Investors in exchange traded funds (ETFs) should be aware they do not solve the problem of liquidity in a market crisis, according to the co-chief executive of HanETF.
Speaking at a Lipper conference in London today (November 8), Hector McNeil said many market participants in the ETF market believed they could provide liquidity beyond the liquidity of the underlying assets.
Mr McNeil, who is the former chief executive of Wisdom Tree in Europe, said many in the ETF industry believed the use of market makers meant liquidity could be maintained in times of stress.
But he said: "This is similar to what the big hedge funds thought about products such as collateralised debt obligations and other products before the financial crisis, and that was wrong.

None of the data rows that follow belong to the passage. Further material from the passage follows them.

PR #84, opened 2026-05-11
Add package all and sorted flags

Max13245:
This PR adds a --sorted flag to sort packages into a prebuild directory and also a --all flag to package all install packages.

### DIFF
--- a/README.md
+++ b/README.md
@@ -84,7 +84,7 @@ Links the specified package into the /bin, /lib, /share, etc. directories. If th
 #### `pit unlink <PACKAGE-NAME>`
 Unlinks the specified package, causing the package to be unavailable from the `PATH` environment variable.
 
-#### `pit package <PACKAGE-NAME>@<VERSION> ... <DESTINATION> [--sorted] [--all]`
+#### `pit package <DESTINATION> <PACKAGE-NAME>@<VERSION> ... [--sorted] [--all]`
 Packages the specified package(s) into a prebuild and stores it in the destination directory, together with a checksum of the prebuild. When `--sorted` is used the packages will be sorted into a prebuild directory structure. `--all` will package all installed packages.
 
 #### `pit util checksum <URL>`
--- a/README.md
+++ b/README.md
@@ -84,8 +84,8 @@ Links the specified package into the /bin, /lib, /share, etc. directories. If th
 #### `pit unlink <PACKAGE-NAME>`
 Unlinks the specified package, causing the package to be unavailable from the `PATH` environment variable.
 
-#### `pit package <PACKAGE-NAME>@<VERSION> <DESTINATION>`
-Packages the specified package into a prebuild and stores it in the destination directory, together with a checksum of the prebuild.
+#### `pit package <PACKAGE-NAME>@<VERSION> ... <DESTINATION> [--sorted] [--all]`
+Packages the specified package(s) into a prebuild and stores it in the destination directory, together with a checksum of the prebuild. When `--sorted` is used the packages will be sorted into a prebuild directory structure. `--all` will package all installed packages.
 
 #### `pit util checksum <URL>`
 Calculates the checksum of the file at the given url.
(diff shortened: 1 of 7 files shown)


src/cli/commands/package.rs
```diff
@@ -10,19 +10,27 @@ use crate::{
...
 /// Packages the specified package into a prebuild and store it in the destination directory, together with a checksum of the prebuild.
 #[derive(Args, Debug)]
 pub struct PackageArgs {
-    /// The package id of the package
-    pub package_id: PackageId,
-
     /// Destination of the compressed package
     pub destination: PathBuf,
+
+    /// The package id of the package
```
BraveChicken1:
```suggestion
    /// The ids of the packages to package
```

src/cli/commands/package.rs
```diff
@@ -10,19 +10,27 @@ use crate::{
...
+    pub packages: Vec<PackageId>,
+
+    /// True to sort the package into a prebuild directory
+    #[arg(short, long, default_value = "false")]
+    pub sorted: bool,
+
+    /// True to build all installed packages
```
BraveChicken1:
```suggestion
    /// True to package all installed packages
```

src/cli/commands/package.rs
```diff
@@ -31,13 +39,40 @@ impl HandleCommand for PackageArgs {
...
+            error!(msg: "Nothing packaged, no packages specified");
+            exit(1);
+        }
+
+        for package_id in &packages {
+            // Get the correct install directory
+            let destination = match self.sorted {
+                true => {
+                    let prefix = package_id.name.get_prefix().to_string();
+                    &self.destination.join("packages").join(prefix).join(&package_id.name).join(package_id.version.to_string())
```
BraveChicken1, line 57: We should probably adjust the FilesystemPrebuildProvider and WebPrebuildProvider to use the same structure, now this would only work with the FilesystemPrebuildProvider.

src/cli/commands/package.rs
```diff
@@ -31,13 +39,40 @@ impl HandleCommand for PackageArgs {
...
+        if packages.is_empty() {
+            error!(msg: "Nothing packaged, no packages specified");
+            exit(1);
+        }
+
+        for package_id in &packages {
+            // Get the correct install directory
+            let destination = match self.sorted {
+                true => {
+                    let prefix = package_id.name.get_prefix().to_string();
```
BraveChicken1, line 56: Do you need the `to_string` here? Couldn't you directly put it in the join without it?

README.md
```diff
@@ -84,8 +84,8 @@ Links the specified package into the /bin, /lib, /share, etc. directories. If th
 #### `pit unlink <PACKAGE-NAME>`
 Unlinks the specified package, causing the package to be unavailable from the `PATH` environment variable.
 
-#### `pit package <PACKAGE-NAME>@<VERSION> <DESTINATION>`
-Packages the specified package into a prebuild and stores it in the destination directory, together with a checksum of the prebuild.
+#### `pit package <PACKAGE-NAME>@<VERSION> ... <DESTINATION> [--sorted] [--all]`
```
```suggestion
#### `pit package <DESTINATION> <PACKAGE-NAME>@<VERSION> ... [--sorted] [--all]`
```

BraveChicken1 (changes requested):

src/cli/commands/package.rs
Max13245: Nope, the `to_string` method is necessary to pass it as a parameter to `join`.

src/cli/commands/package.rs
Max13245: Yes, good point. I actually think we should go with the structure from the FilesystemPrebuildProvider, because the structure from the WebPrebuildProvider doesn't account for different OS versions well. If we go with the FilesystemPrebuildProvider structure we can easily have multiple OS version targets next to each other when needed.

BraveChicken1 (approved):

"The reality is all collective investments are always only as liquid as the underlying holdings. That applies to ETFs as much as any other investment, and it is a case of buyer beware with ETFs as it is with other products."
David Scott, an adviser at Andrews Gywnne in Leeds, said in a market crisis he would expect it to become hard for ETF investors to sell because demand had been driven by short-term investors who would be among the biggest and fastest sellers, creating a liquidity problem.
Andrew Walsh, head of passive investment sales for Europe at UBS, said ETFs were once treated as a "cancer" by the market and the regulators had "the pitchforks" out for the products, but this prompted greater transparency in the market.